=== About this exercise ===
Could you reproduce all of the entries below without a single change?

=== Records for processing ===
......

PR #158, opened 2023-03-07
gazelle: Generate exports for non-private return types

illicitonion:
Return values which are used by calling code require the return type to be on the classpath in order to compile uses of that value. Accordingly, we should export those dependencies, to make sure the depender has them on the classpath while compiling, to avoid strict deps issues.

We don't do this for private functions, but all other visibilities may be called from other targets, so may need exporting.


java/gazelle/README.md
```diff
@@ -81,6 +81,11 @@ Currently, the gazelle plugin makes the following assumptions about the code it'
 1. Non-test code doesn't depend on test code.
 1. Non-test code used by one package of tests either lives in the same directory as those tests, or lives in a non-test-code directory. We also detect non-test code used from another test package, if that other package doesn't have a corresponding non-test code directory, but require you to manually set the visibility on the depended-on target, because this is an unexpected set-up.
 1. Package names and class/interface names follow standard java conventions; that is: package names are all lower-case, and class and interface names start with Upper Case letters.
+1. Code doesn't use types which it doesn't name _only_ through unnamed means, across multiple calls. For example, if some code calls `x.foo().bar()` where the return type of `foo` is defined in another target, and the calling code explicitly uses a type from that target somewhere else. In the case of `x.foo()`, we add exports so that the caller will have access to the return type of `foo()`, but we assume that if you call a chain of _multiple_ calls, your code will have some other dependency on the return types of the subsequent return types.
```
blorente, line 84:
```suggestion
1. Code doesn't use types which it doesn't name _only_ through unnamed means, across multiple calls. For example, if some code calls `x.foo().bar()` where the return type of `foo` is defined in another target, and the calling code explicitly uses a type from that target somewhere else. In the case of `x.foo()`, we add exports so that the caller will have access to the return type of `foo()`, but do not track dependencies on the return types across _multiple_ calls.
```

java/src/com/github/bazel_contrib/contrib_rules_jvm/javaparser/generators/ClasspathParser.java
```diff
@@ -284,23 +295,39 @@ public Void visitVariable(VariableTree node, Void unused) {
...
+          types.add(importedType);
+        } else if (components.size() > 1) {
           usedTypes.add(typeName);
+          types.add(typeName);
+        } else {
+          String expandedImport = currentFileImports.get(typeName);
+          if (expandedImport != null) {
+            usedTypes.add(expandedImport);
+            types.add(expandedImport);
+          }
```
blorente, line 317: I don't know when this branch will trigger. If I'm reading this correctly, we have:
- `if (currentFileImports.containsKey(components.get(0))) {` -> Will trigger for both `IDENTIFIER` and `MEMBER_SELECT` where we've already imported the left hand side.
- ` else if (components.size() > 1) {` -> Unconditionally import all other `MEMBER_SELECT`s, because they're by definition not in the currently used imports.

It feels like the only types left for this `else` clause are `IDENTIFIER`s that are _not_ already in `currentFileImports`, so this `get` will always return `null`.

java/src/com/github/bazel_contrib/contrib_rules_jvm/javaparser/generators/ClasspathParser.java
```diff
@@ -284,23 +295,39 @@ public Void visitVariable(VariableTree node, Void unused) {
...
         }
       } else if (identifier.getKind() == Tree.Kind.PARAMETERIZED_TYPE) {
         Tree baseType = ((ParameterizedTypeTree) identifier).getType();
         checkFullyQualifiedType(baseType);
         ((ParameterizedTypeTree) identifier)
-            .getTypeArguments()
-            .forEach(this::checkFullyQualifiedType);
+            .getTypeArguments().stream()
+                .flatMap(t -> checkFullyQualifiedType(t).stream())
+                .forEach(types::add);
```
blorente, line 325: TIL member functions support the `::` syntax :D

......

=== Answer to the problem ===
PR #158, opened 2023-03-07
gazelle: Generate exports for non-private return types

illicitonion:
Return values which are used by calling code require the return type to be on the classpath in order to compile uses of that value. Accordingly, we should export those dependencies, to make sure the depender has them on the classpath while compiling, to avoid strict deps issues.

We don't do this for private functions, but all other visibilities may be called from other targets, so may need exporting.


java/gazelle/README.md
```diff
@@ -81,6 +81,11 @@ Currently, the gazelle plugin makes the following assumptions about the code it'
 1. Non-test code doesn't depend on test code.
 1. Non-test code used by one package of tests either lives in the same directory as those tests, or lives in a non-test-code directory. We also detect non-test code used from another test package, if that other package doesn't have a corresponding non-test code directory, but require you to manually set the visibility on the depended-on target, because this is an unexpected set-up.
 1. Package names and class/interface names follow standard java conventions; that is: package names are all lower-case, and class and interface names start with Upper Case letters.
+1. Code doesn't use types which it doesn't name _only_ through unnamed means, across multiple calls. For example, if some code calls `x.foo().bar()` where the return type of `foo` is defined in another target, and the calling code explicitly uses a type from that target somewhere else. In the case of `x.foo()`, we add exports so that the caller will have access to the return type of `foo()`, but we assume that if you call a chain of _multiple_ calls, your code will have some other dependency on the return types of the subsequent return types.
```
blorente, line 84:
```suggestion
1. Code doesn't use types which it doesn't name _only_ through unnamed means, across multiple calls. For example, if some code calls `x.foo().bar()` where the return type of `foo` is defined in another target, and the calling code explicitly uses a type from that target somewhere else. In the case of `x.foo()`, we add exports so that the caller will have access to the return type of `foo()`, but do not track dependencies on the return types across _multiple_ calls.
```

java/src/com/github/bazel_contrib/contrib_rules_jvm/javaparser/generators/ClasspathParser.java
```diff
@@ -284,23 +295,39 @@ public Void visitVariable(VariableTree node, Void unused) {
...
+          types.add(importedType);
+        } else if (components.size() > 1) {
           usedTypes.add(typeName);
+          types.add(typeName);
+        } else {
+          String expandedImport = currentFileImports.get(typeName);
+          if (expandedImport != null) {
+            usedTypes.add(expandedImport);
+            types.add(expandedImport);
+          }
```
blorente, line 317: I don't know when this branch will trigger. If I'm reading this correctly, we have:
- `if (currentFileImports.containsKey(components.get(0))) {` -> Will trigger for both `IDENTIFIER` and `MEMBER_SELECT` where we've already imported the left hand side.
- ` else if (components.size() > 1) {` -> Unconditionally import all other `MEMBER_SELECT`s, because they're by definition not in the currently used imports.

It feels like the only types left for this `else` clause are `IDENTIFIER`s that are _not_ already in `currentFileImports`, so this `get` will always return `null`.

java/src/com/github/bazel_contrib/contrib_rules_jvm/javaparser/generators/ClasspathParser.java
```diff
@@ -284,23 +295,39 @@ public Void visitVariable(VariableTree node, Void unused) {
...
         }
       } else if (identifier.getKind() == Tree.Kind.PARAMETERIZED_TYPE) {
         Tree baseType = ((ParameterizedTypeTree) identifier).getType();
         checkFullyQualifiedType(baseType);
         ((ParameterizedTypeTree) identifier)
-            .getTypeArguments()
-            .forEach(this::checkFullyQualifiedType);
+            .getTypeArguments().stream()
+                .flatMap(t -> checkFullyQualifiedType(t).stream())
+                .forEach(types::add);
```
blorente, line 325: TIL member functions support the `::` syntax :D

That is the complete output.